3cshtdwn.exe unknown to me:4-dontkno



so why do i have two of those:4-dontkno


----------



## warlordfmike (Aug 15, 2007)

*Re: <<avg//\\stopsign>>*

where what they sent me back

The files that you have attached are our cleaner
files, which are our software's instructions for
how to clean a particular infection. Because of
how they are programmed, they look very much like
the infection itself. If you browse to the location
those files were at, you will find a few hundred
starting with "vir" and ending with ".cnr". There
will also be another whole section in the same
folder that begin with "spy".

That folder is:
C:\Program Files\Acceleration Software\Anti-Virus

The excerpt you have copied from the webpage was
accurate, when it was posted a few years ago. There
were questionable practices in the past, largely due
to an advertiser that we used which we no longer use.
Since that time, we have also made the heuristic
scanning optional, and have it turned off by default.

Stop-Sign and eAcceleration have been found to be
clean by every major anti-virus vendor (Microsoft,
Norton, McAfee) and all the anti-spyware software
developers we've contacted (Microsoft, PestPatrol,
SpywareWarrior, even SpyBot (although the change to
definitions has yet to be made, so SpyBot still sees
our software as a threat, they have formally
acknowledged the fact that Stopsign is NOT a threat)).

If you do not wish to use our software, that is fine,
but please do not accuse or threaten simply because
you do not have all the information.

If you need any further support, please respond to this email
or - for real-time live chat support - visit

http://support.stopsign.com

...and click the Live Support Online button.

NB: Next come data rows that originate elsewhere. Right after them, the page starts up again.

PR #87, opened 2026-05-12
feat(nats): NatsLink credsAuthenticator support (closes cortex#86)

### LINKED ISSUE #86: feat(nats): NatsLink creds-authenticator support — unblock operator-mode connect
## Context

`cortex.yaml` schema accepts `nats.identity.{seedPath,publicKey}` and `nats.accountSigningKeyPath` today (cortex#40/#44), and operators can provision per-bot creds via `cortex creds issue <name>` (cortex#79 → arc#134). But the cortex daemon's **own** connect path still supports only anonymous + token auth:

- `src/bus/nats/connection.ts:23` — `NatsLinkOptions` exposes `{url, token, name}` only
- `src/bus/myelin/runtime.ts:145` — `MyelinRuntime.start()` forwards only `{url, token, name}` to `NatsLink.connect()`

Result: the local `nats-server` cannot be pivoted to operator-mode (mem-resolver) without breaking the daemon's connect. Subbots installed via `arc install <agent>` carry per-bot creds, but the orchestrator itself is stuck on anonymous → blocks the operator-mode cutover step in the migration plan.

Discovered during the v1 cutover session 2026-05-12 (Andreas's deployment), after `nsc` bootstrap + `nsc generate config --mem-resolver` produced a working `~/.config/nats/resolver.conf` but pivoting the local server would have orphaned the cortex daemon.

## Reference implementation

Upstream myelin already implements this at `myelin/src/transport/nats.ts:100–132`:

```ts
import { connect, credsAuthenticator } from "@nats-io/transport-node";

if (this.options.credentials) {
  const credsContent = await readFile(credsPath);
  connectOpts.authenticator = credsAuthenticator(credsContent);
}
```

Cortex currently depends on `nats: ^2.29.3` (same family as `@nats-io/transport-node`), and `@nats-io/jwt: ^0.0.11` is already in `package.json`. The authenticator import works the same way through both packages.

## Acceptance

- [ ] `NatsLinkOptions` accepts a new `credsPath?: string` field
- [ ] When set, `NatsLink.connect()` resolves `~`, reads the file, **validates chmod 600** (consistent with `account-signing-key.ts` loader), and passes `credsAuthenticator(buf)` as `authenticator`
- [ ] If both `token` and `credsPath` are set → `credsPath` wins; warn log explaining precedence
- [ ] `NatsConfigSchema` in `src/common/types/cortex-config.ts` gains a sibling `credsPath` field (or extends `identity` to carry the creds-file alongside `seedPath`/`publicKey` — schema choice TBD in implementation)
- [ ] `MyelinRuntime.start()` threads `credsPath` through to `NatsLink.connect()`
- [ ] Loader resolves `~/...` paths consistently with the existing `seedPath` / `accountSigningKeyPath` resolution
- [ ] Operator can flip local `nats-server` to operator-mode (merge `resolver.conf` into `local.conf`, restart) and the cortex daemon reconnects cleanly using `~/.config/nats/cortex.creds`
- [ ] Unit tests via the existing `connectImpl` test seam — mock receives an `authenticator` callable, not a `token`
- [ ] chmod-600 enforcement covered by a negative test (file with 644 → exit 2 with operator-readable error)
- [ ] Integration test against a real local nats-server spun up in operator-mode (mirrors `account-signing-key.test.ts` style — nsc + mem-resolver in tmp)

## Test plan

- **Unit** — `NatsLink.connect({credsPath: tmp})` → mock `connectImpl` receives `authenticator` ƒ
- **Unit** — chmod 644 creds → loader rejects pre-connect
- **Unit** — both `token` and `credsPath` → log warning + `credsPath` used
- **Integration** — spin operator-mode nats-server in test setup; connect via creds; publish + subscribe one envelope; drain
- **Manual (v1 cutover)** — pivot local nats-server to operator-mode; restart cortex daemon; verify Discord login + dashboard render

## Out of scope

- Per-subbot creds rotation/revocation (`cortex creds rotate/revoke` already shell out to `arc nats` per cortex#79)
- Envelope signing via `nats.identity.seedPath` (MY-400, separate ladder in myelin)
- Refactoring cortex to consume `myelin.NATSTransport` directly (cleaner long-term but bigger lift; targeted patch closes the gap with minimal churn)
- Capability-scoped JWT mint pass-through (already filed under cortex#81 as a future follow-up)

## Links

- Reference: `myelin/src/transport/nats.ts:100–132` (upstream creds wire-up)
- Related: cortex#79 (creds CLI subprocess to `arc nats`)
- Related: arc#134 (`arc.nats.v1` JSON contract)
- Related: cortex#81 (cortex#80 creds CLI follow-ups — different layer; CLI shell-out, not daemon connect)
- Discovered during: v1 cutover migration session, 2026-05-12, when staging `nsc generate config --mem-resolver` for the operator-mode pivot

mellanon:
Closes #86. Unblocks the v1 cutover step that pivots the local `nats-server` to operator-mode (`nsc generate config --mem-resolver`) — without this PR, removing anonymous auth would orphan the cortex daemon's own NATS connection.

## Summary

- `NatsLinkOptions` gains `credsPath?: string`. When set: leading `~/` expands to `$HOME`, chmod 600 enforced on POSIX, bytes passed to `credsAuthenticator(...)` as `ConnectionOptions.authenticator`.
- `token` + `credsPath` together → `credsPath` wins, warn log explains precedence (no silent winner).
- `NatsConfigSchema.credsPath` + `BotConfigSchema.nats.credsPath` mirror (matches existing `accountSigningKeyPath` MIRROR pattern; drop both on MIG-7.2e).
- `MyelinRuntime.start()` threads `credsPath` through to `NatsLink.connect()`. Legacy bot.yaml configs untouched — the option only fires when set.

## Test plan

- [x] `bun test src/bus/nats/` — 16/16 pass (5 new creds-auth cases + 11 existing)
- [x] `bun test src/bus/myelin/` — pass (runtime thread-through)
- [x] `bun test src/common/types/` — pass (4 schema cases + 2 mirror cases added)
- [x] `bun test src/bus/nats/ src/bus/myelin/ src/common/types/` — 145/145 pass
- [x] `bunx tsc --noEmit` on the worktree — clean

### Pre-existing failure (unrelated, NOT introduced by this PR)

`src/surface/mc/__tests__/server.test.ts > "serves the React dashboard shell on GET /"` ENOENT — looking for `dist/dashboard-v2/index.html` which a fresh worktree hasn't built. **Reproduces on cortex `main` (a8680aa)** without any of this PR's changes:

```
$ cd ~/Developer/cortex && bun test src/surface/mc/__tests__/server.test.ts
(fail) mission-control server > serves the React dashboard shell on GET /
 3 pass / 1 fail (same as on this branch)
```

Worth filing as a separate test-fixture issue (dashboard build should be a `bun test` precondition, or the test should self-build / skip when `dist/` is absent). Out of scope for cortex#86.

## Manual verification path (v1 cutover)

This is the last cortex code change blocking the operator-mode pivot. Andreas's deployment already has `nsc` bootstrap + `cortex.yaml` `nats:` block staged; once this merges + `arc upgrade Cortex`:

```bash
# 1. Merge nsc-generated resolver into nats-server config
cat ~/.config/nats/resolver.conf >> ~/.config/nats/local.conf
# 2. Restart nats-server (loses anonymous auth)
# 3. Confirm cortex.yaml has nats.credsPath wired
yq '.nats.credsPath' ~/.config/cortex/cortex.yaml   # → ~/.config/nats/cortex.creds
# 4. Restart cortex daemon — connects via creds, not anonymous
```

## Out of scope

- Refactor cortex to consume `myelin.NATSTransport` directly (cleaner, bigger lift)
- Capability-scoped JWT mint pass-through (already cortex#81)
- Envelope signing via `nats.identity.seedPath` (MY-400 ladder in myelin)

## Review

`recommend: merge` on a clean run. Pre-existing dashboard flake should not block — file a separate test-fixture issue if it bites in CI.

### DIFF
--- a/src/bus/nats/connection.ts
+++ b/src/bus/nats/connection.ts
@@ -13,8 +13,12 @@
  * (G-1100.E wires that up).
  */
 
+import { readFile } from "fs/promises";
+import { statSync } from "fs";
+import { homedir } from "os";
 import {
   connect as natsConnect,
+  credsAuthenticator,
   Events,
   type ConnectionOptions,
   type NatsConnection,
@@ -25,10 +29,63 @@ export interface NatsLinkOptions {
   url: string;
   /** Bearer token for the connect-time auth. Optional. */
   token?: string;
+  /**
+   * Path to a NATS user `.creds` file for operator-mode auth (cortex#86).
+   * The loader expands a leading `~/` to `$HOME`, enforces chmod 600 on
+   * POSIX (file MUST NOT be group- or world-readable — `.creds` carries
+   * an NKey seed + signed JWT), reads the bytes, and passes them to
+   * `credsAuthenticator(...)` as `ConnectionOptions.authenticator`.
+   * When both `token` and `credsPath` are set, `credsPath` wins and a
+   * warn log explains the precedence so operators notice a duplicated
+   * config rather than silently picking one.
+   */
+  credsPath?: string;
   /** Connection name surfaced on the server's `varz` endpoint. */
   name?: string;
   /** Override the underlying nats `connect` function (test seam). */
   connectImpl?: (opts: ConnectionOptions) => Promise<NatsConnection>;
+}
+
+/** Expand a leading `~/` (or bare `~`) to the operator's home directory. */
+function expandTilde(path: string): string {
+  if (path === "~") return homedir();
+  if (path.startsWith("~/")) return `${homedir()}${path.slice(1)}`;
+  return path;
+}
+
+/**
+ * Read a NATS user `.creds` file from disk and return its bytes for
+ * `credsAuthenticator(...)`. Mirrors the chmod gate in
+ * `src/common/config/account-signing-key.ts` — `.creds` files carry the
+ * user's NKey seed and a signed JWT, both of which are sensitive enough
+ * to refuse loading from a group- or world-readable file.
+ *
+ * Throws with an operator-readable message when:
+ *   - The file is missing or unreadable (ENOENT / EACCES propagate).
+ *   - On POSIX, the file mode is not exactly `0o600`.
+ *
+ * On Windows the chmod gate is skipped (NTFS uses ACLs, not mode bits)
+ * and a stderr note records the skip so the operator knows.
+ */
+async function loadCredsBytes(rawPath: string): Promise<Uint8Array> {
+  const path = expandTilde(rawPath);
+  if (process.platform !== "win32") {
+    const stat = statSync(path); // throws ENOENT here if the file is missing
+    const mode = stat.mode & 0o777;
+    if (mode !== 0o600) {
+      throw new Error(
+        `nats-connection: creds file ${path} must be chmod 600, found ${mode
+          .toString(8)
+          .padStart(3, "0")}`,
+      );
+    }
+  } else {
+    process.stderr.write(
+      `[nats-connection] chmod 600 gate skipped on win32 — NTFS ACLs are the operator's responsibility (${path})\n`,
+    );
+  }
+  const buf = await readFile(path);
+  return new Uint8Array(buf);
 }
 
 /**
@@ -63,13 +120,31 @@ export class NatsLink {
     const connectImpl = opts.connectImpl ?? natsConnect;
     const name = opts.name ?? "grove-bot";
 
-    const raw = await connectImpl({
+    // Build base connect options. We branch on auth mode separately so that
+    // an operator-mode `.creds` connection never leaks a bearer token into
+    // the wire — `credsAuthenticator` and `token` are mutually exclusive
+    // server-side, and the warn log calls out the precedence explicitly.
+    const connectOpts: ConnectionOptions = {
       servers: [opts.url],
-      token: opts.token,
       name,
       // Defer reconnect to the underlying client; we just log status.
       reconnect: true,
-    });
+    };
+
+    if (opts.credsPath) {
+      if (opts.token) {
+        console.warn(
+          `nats-connection: "${name}" — both 'token' and 'credsPath' set; ` +
+            `'credsPath' takes precedence (operator-mode auth wins).`,
+        );
+      }
+      const credsBytes = await loadCredsBytes(opts.credsPath);
+      connectOpts.authenticator = credsAuthenticator(credsBytes);
+    } else if (opts.token) {
+      connectOpts.token = opts.token;
+    }
+
+    const raw = await connectImpl(connectOpts);
 
     return new NatsLink(raw, name);
   }
--- a/src/bus/nats/connection.ts
+++ b/src/bus/nats/connection.ts
@@ -14,8 +14,6 @@
  */
 
 import { readFile } from "fs/promises";
-import { statSync } from "fs";
-import { homedir } from "os";
 import {
   connect as natsConnect,
   credsAuthenticator,
@@ -23,6 +21,8 @@ import {
   type ConnectionOptions,
   type NatsConnection,
 } from "nats";
+import { enforceChmod600 } from "../../common/config/file-permissions";
+import { expandTilde } from "../../common/config/loader";
 
 export interface NatsLinkOptions {
   /** NATS server URL (e.g. nats://localhost:4222). */
@@ -46,44 +46,32 @@ export interface NatsLinkOptions {
   connectImpl?: (opts: ConnectionOptions) => Promise<NatsConnection>;
 }
 
-/** Expand a leading `~/` (or bare `~`) to the operator's home directory. */
-function expandTilde(path: string): string {
-  if (path === "~") return homedir();
-  if (path.startsWith("~/")) return `${homedir()}${path.slice(1)}`;
-  return path;
-}
-
 /**
  * Read a NATS user `.creds` file from disk and return its bytes for
- * `credsAuthenticator(...)`. Mirrors the chmod gate in
- * `src/common/config/account-signing-key.ts` — `.creds` files carry the
- * user's NKey seed and a signed JWT, both of which are sensitive enough
- * to refuse loading from a group- or world-readable file.
+ * `credsAuthenticator(...)`. `.creds` files carry the user's NKey seed
+ * and a signed JWT — both sensitive enough to refuse loading from a
+ * group- or world-readable file.
+ *
+ * Uses the canonical `expandTilde` from `common/config/loader.ts` (so
+ * the no-`$HOME` failure surfaces consistently with cortex.yaml load)
+ * and the shared `enforceChmod600` permission gate from
+ * `common/config/file-permissions.ts` (same policy as the operator
+ * account signing-key loader — Echo cortex#87 round-1 extraction).
  *
  * Throws with an operator-readable message when:
- *   - The file is missing or unreadable (ENOENT / EACCES propagate).
- *   - On POSIX, the file mode is not exactly `0o600`.
- *
- * On Windows the chmod gate is skipped (NTFS uses ACLs, not mode bits)
- * and a stderr note records the skip so the operator knows.
+ *   - `expandTilde` rejects (no `$HOME` set).
+ *   - The file is missing / unreadable (ENOENT / EACCES propagate).
+ *   - The file mode is not exactly `0o600` on POSIX.
  */
 async function loadCredsBytes(rawPath: string): Promise<Uint8Array> {
   const path = expandTilde(rawPath);
-  if (process.platform !== "win32") {
-    const stat = statSync(path); // throws ENOENT here if the file is missing
-    const mode = stat.mode & 0o777;
-    if (mode !== 0o600) {
-      throw new Error(
-        `nats-connection: creds file ${path} must be chmod 600, found ${mode
-          .toString(8)
-          .padStart(3, "0")}`,
-      );
-    }
-  } else {
-    process.stderr.write(
-      `[nats-connection] chmod 600 gate skipped on win32 — NTFS ACLs are the operator's responsibility (${path})\n`,
-    );
-  }
+  // `enforceChmod600` is sync (statSync) — that's intentional in the
+  // sibling loader to keep the stat-then-read TOCTOU window minimal.
+  // The subsequent async `readFile` widens that window slightly, but
+  // the daemon owns `~/.config/nats/` entirely so the practical risk
+  // is near zero — an attacker who can swap files in the daemon's
+  // home has already won.
+  enforceChmod600(path);
   const buf = await readFile(path);
   return new Uint8Array(buf);
 }
--- a/src/bus/myelin/runtime.ts
+++ b/src/bus/myelin/runtime.ts
@@ -145,6 +145,10 @@ export async function startMyelinRuntime(
     link = await NatsLink.connect({
       url: nats.url,
       token: nats.token,
+      // cortex#86: operator-mode auth path. NatsLink loader expands ~/
+      // and enforces chmod 600; if both token and credsPath are set,
+      // credsPath wins with a warn log.
+      ...(nats.credsPath ? { credsPath: nats.credsPath } : {}),
       name: nats.name,
       ...(options?.connectImpl ? { connectImpl: options.connectImpl } : {}),
     });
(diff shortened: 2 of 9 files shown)


src/bus/nats/connection.ts
```diff
@@ -25,12 +29,65 @@ export interface NatsLinkOptions {
...
+}
+
+/**
+ * Read a NATS user `.creds` file from disk and return its bytes for
+ * `credsAuthenticator(...)`. Mirrors the chmod gate in
+ * `src/common/config/account-signing-key.ts` — `.creds` files carry the
+ * user's NKey seed and a signed JWT, both of which are sensitive enough
+ * to refuse loading from a group- or world-readable file.
+ *
+ * Throws with an operator-readable message when:
```
mellanon: **[major/duplication]** `expandTilde` is re-implemented here, but cortex already has a canonical, single-source-of-truth `expandTilde` in `src/common/config/loader.ts:40` (called out explicitly in `.specify/specs/F-3-cortex-agents-reload-cli/spec.md` as the shared expander, and consumed by `src/cortex.ts`, `src/common/config/watcher.ts`, `src/cli/cortex/commands/agents.ts`, and `src/cli/cortex/commands/creds.ts`).

The two implementations have **subtly different semantics**: the canonical one reads `process.env.HOME` and throws `cannot expand "~" in path "...": $HOME is not set`. This one calls `os.homedir()`, which silently falls back to OS lookups and never errors. Future maintainers updating tilde-expansion (e.g. to support `~user`, or to harden the no-`$HOME` case) will only update the loader copy; the NatsLink copy will drift.

Fix: import the canonical helper — `import { expandTilde } from "../../common/config/loader";` — and delete the local function.

src/bus/nats/connection.ts
```diff
@@ -25,12 +29,65 @@ export interface NatsLinkOptions {
...
+    const stat = statSync(path); // throws ENOENT here if the file is missing
+    const mode = stat.mode & 0o777;
+    if (mode !== 0o600) {
+      throw new Error(
+        `nats-connection: creds file ${path} must be chmod 600, found ${mode
+          .toString(8)
+          .padStart(3, "0")}`,
+      );
+    }
+  } else {
```
mellanon: **[major/duplication+architecture]** The chmod-600 gate + Windows-skip block here is a near-line-for-line copy of `src/common/config/account-signing-key.ts` (the `loadAccountSigningKey` permission gate, ~lines 88-110 of that file). Same `process.platform !== "win32"` branch, same `mode & 0o777`, same `0o600` constant, same operator-readable error format, same stderr Windows-skip note.

Two copies of a security gate is exactly the case where extraction matters: if we ever loosen the gate (e.g. accept 0o400), tighten it (e.g. also reject group-owned), or change the Windows posture (ACL probe instead of skip), we will only update one site and the other will silently diverge. Both files are in `src/common/`, so a `enforceChmod600(path: string): void` helper in `src/common/config/file-permissions.ts` (or alongside `expandTilde` in `loader.ts`) would consolidate the policy.

Suggested signature:
```ts
// src/common/config/file-permissions.ts
export function enforceChmod600(path: string): void {
  if (process.platform === "win32") {
    process.stderr.write(`[file-permissions] chmod 600 gate skipped on win32 — NTFS ACLs are the operator's responsibility (${path})\n`);
    return;
  }
  const stat = statSync(path);
  const mode = stat.mode & 0o777;
  if (mode !== 0o600) {
    throw new Error(`${path} must be chmod 600, found ${mode.toString(8).padStart(3, "0")}`);
  }
}
```

Both `account-signing-key.ts` and `connection.ts` then call it. This also makes the chmod policy testable in one place rather than two.

Not a blocker on this PR alone — the duplication exists because `account-signing-key.ts` shipped first without anticipating a second consumer. But this PR is the moment the second consumer appears, so it's the natural extraction point.

src/bus/nats/connection.ts
```diff
@@ -25,12 +29,65 @@ export interface NatsLinkOptions {
...
+    process.stderr.write(
+      `[nats-connection] chmod 600 gate skipped on win32 — NTFS ACLs are the operator's responsibility (${path})\n`,
+    );
+  }
```
mellanon: **[suggestion/code-quality]** Mixed `statSync` + `await readFile`. The sibling loader (`account-signing-key.ts`) deliberately uses `statSync` to keep the stat-then-read TOCTOU window "as tight as possible" (its words). The async `readFile` here re-opens the file via the libuv thread pool, widening the window enough that the rationale in the sibling file no longer applies.

For a `.creds` file under `~/.config/nats/`, the practical risk is near-zero — anyone who can swap files in your home directory has already won. But the inconsistency-with-sibling-loader is what makes this a real finding: a future reader will see two patterns for the same threat model and have to reason about why.

Either:
1. Use `readFileSync` to match the sibling loader's rationale, or
2. Keep `await readFile` and replace `statSync` with `await fsp.stat(path)` (consistent async), and add a one-line comment that the TOCTOU window here is acceptable because the daemon owns the file path entirely.

Option 2 is probably the cleaner read.

src/bus/nats/connection.ts
```diff
@@ -25,12 +29,65 @@ export interface NatsLinkOptions {
   url: string;
   /** Bearer token for the connect-time auth. Optional. */
   token?: string;
+  /**
+   * Path to a NATS user `.creds` file for operator-mode auth (cortex#86).
```
mellanon, line 33: **[nit/ecosystem]** PR has no labels. Per `CLAUDE.md`: "Every issue must have at least one type label (`bug`, `feature`, `infrastructure`, `documentation`) and one priority label (`now`, `next`, `future`) if open." Reading this strictly as "issues only," PRs are not bound. But the ecosystem-wide convention is to mirror the linked issue's labels onto the PR so dashboards line up. cortex#86 is presumably labelled `feature` + `now` (it's the v1 cutover blocker); applying those here would help.

Not a blocker.

mellanon (commented):
## Echo — full review (6 lenses + duplication)

**Surface area covered**: NatsLink creds-auth wiring (`src/bus/nats/connection.ts`), Myelin runtime thread-through (`src/bus/myelin/runtime.ts`), schema mirror in both BotConfig + cortex-config (`src/common/types/{config,cortex-config}.ts`), 5 new connection tests + 4 schema tests + 2 mirror tests.

**Lens results**

|------|---------:|------:|-----------:|----:|---------|
| CodeQuality          | 0 | 0 | 1 | 0 | advisory |
| Security             | 0 | 0 | 0 | 0 | pass |
| Hardening            | 0 | 0 | 0 | 0 | pass (inherits sibling-loader posture) |
| Architecture         | 0 | 1 | 0 | 0 | request-changes |
| EcosystemCompliance  | 0 | 0 | 0 | 1 | advisory |
| Performance          | 0 | 0 | 0 | 0 | pass |
| Duplication          | 0 | 2 | 0 | 0 | request-changes |

**Substance**

The wiring is correct. The chmod gate is present, the `credsPath`-wins precedence is logged, the schema mirror matches the established `accountSigningKeyPath` pattern, and the test coverage on the new code path is genuinely good (5 cases covering the four meaningful branches: success, chmod-reject, ENOENT, precedence, tilde expansion). The legacy `bot.yaml` path is untouched.

What blocks "merge as-is" is duplication, not correctness:

1. `expandTilde` is re-implemented as a private helper despite a canonical, documented single-source-of-truth `expandTilde` already living in `src/common/config/loader.ts:40` (referenced by F-3 spec and used by 5 other call sites). The two implementations have subtly different semantics on missing `$HOME` — the canonical one throws, the new one silently falls back to `os.homedir()`. Future drift is the predictable outcome.

2. The chmod-600 gate + Windows-skip block is a near-line-for-line copy of `account-signing-key.ts`. This PR is the moment a second consumer of the gate appears; it's the natural extraction point for a `enforceChmod600(path)` helper. Two copies of a security gate is exactly the case where extraction matters — if the policy changes, only one copy will be updated.

The mixed `statSync` + `await readFile` is a code-quality nit worth fixing for consistency with the sibling loader's stated TOCTOU rationale, but the practical risk is near-zero.

**Not flagging** the dashboard SPA test fixture — Luna already self-flagged it in the PR body and has the right call (file as separate test-fixture issue, out of scope here).

**Pre-existing on cortex `main`** (not this PR): `account-signing-key.ts` already constituted the "first chmod-gate" with no extracted helper. This PR makes the duplication observable. Ideally the extraction lands in this PR (small change, ~20 lines), but a follow-up that DRYs both call sites at once would also be acceptable if scope is a concern.

verdict: blockers=0 majors=2 nits=2 — recommend: request-changes (posted as comment-review — bot account opened the PR; --request-changes blocked by GitHub)

mellanon:
## Echo — round 2 re-review (6 lenses + duplication)

Verified Luna's claims against the actual diff. All three round-1 findings are resolved.

| # | Finding (round 1) | Severity | Status | Evidence |
|---|---|---|---|---|
| 1 | Duplicated `expandTilde` in `connection.ts` | major/duplication | **resolved** | `src/bus/nats/connection.ts:25` imports `expandTilde` from `src/common/config/loader.ts:40`; ripgrep shows exactly one definition repo-wide |
| 2 | Duplicated chmod-600 gate (`account-signing-key.ts` ↔ `connection.ts`) | major/duplication+architecture | **resolved** | New `src/common/config/file-permissions.ts:43` `enforceChmod600`; both consumers (`account-signing-key.ts:72`, `connection.ts:74` via `loadCredsBytes`) delegate; 8-case unit test at `src/common/config/__tests__/file-permissions.test.ts` |
| 3 | Mixed `statSync` + `await readFile` TOCTOU window | suggestion/code-quality | **resolved (acknowledged with rationale)** | Inline comment at `src/bus/nats/connection.ts:68-73` documents the tradeoff. The sibling `account-signing-key.ts` is now fully sync (`enforceChmod600` is sync + `fsp.readFile` async — same shape). Acceptable. |
| 4 | PR labels nit | nit/ecosystem | **not resolved** | `gh pr view 87 --json labels` still `[]`. Advisory only — CLAUDE.md strictly binds *issues*, not PRs. Suggest applying `feature` + `now` to mirror cortex#86. |

### Lens results (round 2)

|------|---------:|------:|-----------:|----:|---------|
| CodeQuality          | 0 | 0 | 0 | 0 | pass |
| Security             | 0 | 0 | 0 | 0 | pass |
| Hardening            | 0 | 0 | 0 | 0 | pass |
| Architecture         | 0 | 0 | 0 | 0 | pass |
| EcosystemCompliance  | 0 | 0 | 0 | 1 | advisory (carry-over label nit) |
| Performance          | 0 | 0 | 0 | 0 | pass |
| Duplication          | 0 | 0 | 0 | 0 | pass |

### Substance

The refactor is clean and minimal:
- `src/common/config/file-permissions.ts` is intentionally dependency-free (no logger, no config types) — exactly the shape future security-sensitive loaders should adopt.
- The `enforceChmod600` error message preserves the substring `must be chmod 600`, so the existing `account-signing-key.test.ts` regex assertions at `/must be chmod 600/` survive unchanged (verified — all 4 assertions still match).
- Schema `credsPath` mirror between `NatsConfigSchema` (canonical) and `BotConfigSchema.nats` (legacy) follows the established `accountSigningKeyPath` pattern, with the MIG-7.2e drop note cross-linked.
- Runtime threading at `runtime.ts:151` uses the spread-when-set idiom — legacy `bot.yaml` configs never see `credsPath` in the connect options.

### Verification

- `bun test src/bus/nats/ src/bus/myelin/ src/common/config/ src/common/types/`: **229/229 pass** (matches Luna's claim).
- `bunx tsc --noEmit`: **clean** (matches Luna's claim).
- No remaining chmod-mode-check duplication anywhere in `src/` — `EventLogger.hook.ts:70` and `cloud.ts:506` are write-mode-600 operations (setting the bit, not checking it), correctly out of scope.

### Verdict

The carry-over label nit is advisory and does not block. Round 1's two majors are gone, the suggestion is documented, the test surface is broader than what was asked for (8 unit cases on the extracted helper). Ready to merge.

mellanon (commented):
Full review round 2 (6 lenses + duplication) — round-1 majors resolved (shared chmod-600 helper extracted, canonical expandTilde reused, TOCTOU rationale documented). 229/229 tests pass, tsc clean. Carry-over label nit remains advisory.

Our support team is available 6 days a week: 

Monday - Friday 9 a.m. - 8 p.m.
Saturdays - 9 a.m. - 2 p.m.

Pacific Time.

Thank you for using eAcceleration.

Sincerely,
Zach
Support Team
StopSign/eAcceleration
1-800-803-4588
1050 NE Hostmark Street, Suite 100-B
Poulsbo, Wa 98370
USA

Ticket Details
===================
Ticket ID: SQM-622777
Department: General Support
Priority: Medium
Status: Resolved


----------



## Guest (Mar 15, 2008)

*Re: <<avg//\\stopsign>>*

It seems this is a common problem with you. You must follow all of our steps to the letter. You will not do very well in the Security Forums, if you do not listen to our full instruction. Please follow the below speech:

Follow the steps in this link: *(Updated!) IMPORTANT - Read This Before Posting A Log* and post your results in the *Hijackthis Log Help Forum*. Follow the steps to the best of your ability and if you have an issue with one of the steps then include information on it with your new topic. Please give time as our analysts are very busy working with cases and other forum things.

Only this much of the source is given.